Consider Greta Thunberg, the latest child redeemer of the climate change movement. She hates planes because they spew CO2. That’s why she sailed from Sweden to a conference in New York. As symbolism, it worked, at least for the people who already agree with her. But in economic terms, she might as well have raised the Spoon Banner off the main mast of her multi-million-dollar craft (that may have a minimal carbon footprint now, but required an enormous carbon down-payment to create). The organizers of this stunt had to fly two people to New York to bring the ship back across the Atlantic. And scores of reporters flew across the Atlantic to cover her heroic act of self-denial. Her nautical virtue signaling came at a price.

The organizers insist that they will buy carbon offsets to compensate for the damage done. But that’s just clever accounting. The cost is still real. And that’s not the only cost. It took her fifteen days to get to America. In other words, she actually proved the point of many of her critics. Fossil fuels come with costs all their own—geopolitical, environmental, etc.—but the upside of those downsides is far greater efficiency. If you want to get across the Atlantic in seven hours instead of two weeks, you need fossil fuels. The efficiency of modern technology reduces costs by giving human beings more time to do other stuff.

The Conservative Planners

The unity of goodness mindset has been spreading to the right these days as well. The new conservative critics of the free market see the efficiency of the market as a threat to other good things. And they’re right, as Joseph Schumpeter explained decades ago. For instance, just as earth-moving equipment replaces ditch-diggers in the name of efficiency, robots replace crane operators, and the communities that depended on those jobs often suffer as a result.

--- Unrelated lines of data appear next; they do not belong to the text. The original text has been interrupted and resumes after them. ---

PR #4440, opened 2020-07-14
Allow for injection of new tabs on edit page

cjcolvar:
This commit adds a new code seam allowing for the modification of tab
ordering and the addition (or removal) of tabs on a form by form basis.
The default tab order is moved out of the guts4form view partial and
into a helper.

To modify the default list of tabs in an application override the `form_tabs_for` helper method and make sure it gets loaded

I have no quarrel with this observation. My problem is with the way they either sell their program as cost-free, or pretend that the right experts can run things better from Washington. They know which jobs or industries need the state to protect them from the market. They know how to run Facebook or Google to improve the Gross National Virtue Index. Many of the same people who once chuckled at the Spoons story now nod sagely. I don’t mean to say that there’s no room for government to regulate economic affairs. But I am at a loss as to why I should suspend my skepticism for right-wingers when they work from the same assumptions of the left-wingers I’ve been arguing with for decades.